Issue #688, opened 2024-06-21
Cannot remove apps


GeoBoi254:
I went to uninstall some programs and i gave me an error. It seems the remove script is not formatted properly.

Example:
nvtop
```
#!/bin/sh
rm -R -f /home/geo/.local/share/applications/AM-nvtop.desktop /home/geo/Applications/nvtop /home/geo/.local/bin/nvtop
```

cpufetch
`#!/bin/sh\nset -e\nrm -f /home/geo/.local/bin/cpufetch\nrm -R -f /home/geo/Applications/cpufetch`

Samueru-sama:
What error did you get? 

Also is nvtop or cpufetch that has the problem?

GeoBoi254:
> What error did you get?
> 
> Also is nvtop or cpufetch that has the problem?

nvtop uninstalls properly but cpufetch doesnt
Heres the error
`/home/geo/Applications/appman/modules/management.am: line 36: /home/geo/Applications/cpufetch/remove: cannot execute: required file not found`

ivan-hc:
> cpufetch `#!/bin/sh\nset -e\nrm -f /home/geo/.local/bin/cpufetch\nrm -R -f /home/geo/Applications/cpufetch`

I've installed it before I've uploaded it, with AppMan... strange

Samueru-sama:
Oh I see the problem now. 

`#!/bin/sh\nset -e\nrm -f /home/geo/.local/bin/cpufetch\nrm -R -f /home/geo/Applications/cpufetch`

This will create a remove file that should look like this: 

```
#!/bin/sh
set -e
/home/geo/.local/bin/cpufetch
rm -R -f /home/geo/Applications/cpufetch

```

Very likely there is something wrong in the install script that caused `/home/geo/.local/bin/cpufetch` to not be created. As result the remover will not continue, that's intended.

ivan-hc:
I cannot reproduce the issue

![Istantanea_2024-06-21_03-42-17 png](https://github.com/ivan-hc/AM/assets/88724353/36a3aa82-dbd2-4999-a990-87c6827c21f4)

GeoBoi254:
@ivan-hc try removing it

Samueru-sama:
Just tested the script as well: 

![image](https://github.com/ivan-hc/AM/assets/36420837/5acc19d3-3506-47aa-9a6c-bcf5ca4d65ea)

[...]

PR #695, opened 2024-06-21
👀

Samueru-sama:
* Now sandboxes asks if you want to configure access to directories, By default hitting enter without anything will say Yes, but if you say no it will skip the several questions for each directory, essentially denying the access to them.

Very useful for when you want to sandbox a CLI appliation that often doesn't need access to any of these directories. 

image

* Added `~/Desktop` and `~/Games` to the list of directories. 

`XDG_GAMES_DIR` is technically not part of the spec but it is commonly used and [requested](https://xdg.freedesktop.narkive.com/5opetQ4G/recognizing-games-dir). And `aisap` has ~/Games as a common rule as well, so with this method we can't deny it if the user wants to. 

I actually had a `~/Games` directory before I discovered aisap lol.

* Added to option to allow a specified directory

image

**I also tested this with both `bash` and `dash` as sh so I don't run into another surprise.** 

~~I may later add a check that prints a big warning if the user gives access to a spooky location~~ 😆

EDIT: Done!

### DIFF
--- a/modules/sandboxes.am
+++ b/modules/sandboxes.am
@@ -72,22 +72,25 @@ case "$1" in
 		# Check if we are using AM or AppMan
 		printf '\n%s\n' " Making aisap script for \"$(echo "$AMCLI" | tr a-z A-Z)\"..."
 
+		[ -z "$AMCACHEDIR" ] && exit 1
 		rm -Rf "$AMCACHEDIR/sandbox-scripts"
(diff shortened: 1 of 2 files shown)


Samueru-sama:
Also I forgot, I updated the nvtop script thinking that was the issue at #688

Threw it here anyway lol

-.-.-

▸ Aim of the exercise
Would you please copy exactly the part of the entries above that begins at the line containing "Very likely there" and ends at the line containing "I cannot reproduce the issue", both lines included?

▸ Answer box
Very likely there is something wrong in the install script that caused `/home/geo/.local/bin/cpufetch` to not be created. As result the remover will not continue, that's intended.

ivan-hc:
I cannot reproduce the issue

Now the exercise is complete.